*EXCERPTED RECORDS*
PR #2506, opened 2023-12-18
[dega] change = to ! on numeric and more layout

Nnyny:
change = to ! on Dega keyboard, phone platform and change images on welcome.html


keyman-server:

LornaSIL:
Thanks for your submission @Nnyny ! When we update a keyboard, we always need to update the version number in the .kmn file.
Also, the HISTORY.md file should be updated with the version number and a very short description of what changed.

Also, if the keyboard hasn't been changed, it may be that the copyright year needs to be updated to 2023 in LICENSE.md. However, I believe this keyboard has been updated recently so for this time, the copyright dates probably do not need updating.

Also, while you are updating the .kmn and the HISTORY.md file, could you remove the version number and the copyright year from the README.md file? That way the README.md file doesn't have old information and wouldn't need to be updated again.

FYI: if the version number is not changed, then our build system would not know it needs to serve up a new keyboard package to people.

Nnyny:
Thank you @LornaSIL! I will work on that.

LornaSIL (approved):
LGTM

LornaSIL (changes requested):
Actually, I'm sorry, but there are still issues with this PR.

*TRY IT*
Beginning with the very first line of the records above, please retype each line through the one that has "Also, if the", and add nothing.

*REPLY TO THE TASK*
PR #2506, opened 2023-12-18
[dega] change = to ! on numeric and more layout

Nnyny:
change = to ! on Dega keyboard, phone platform and change images on welcome.html


keyman-server:

LornaSIL:
Thanks for your submission @Nnyny ! When we update a keyboard, we always need to update the version number in the .kmn file.
Also, the HISTORY.md file should be updated with the version number and a very short description of what changed.

Also, if the keyboard hasn't been changed, it may be that the copyright year needs to be updated to 2023 in LICENSE.md. However, I believe this keyboard has been updated recently so for this time, the copyright dates probably do not need updating.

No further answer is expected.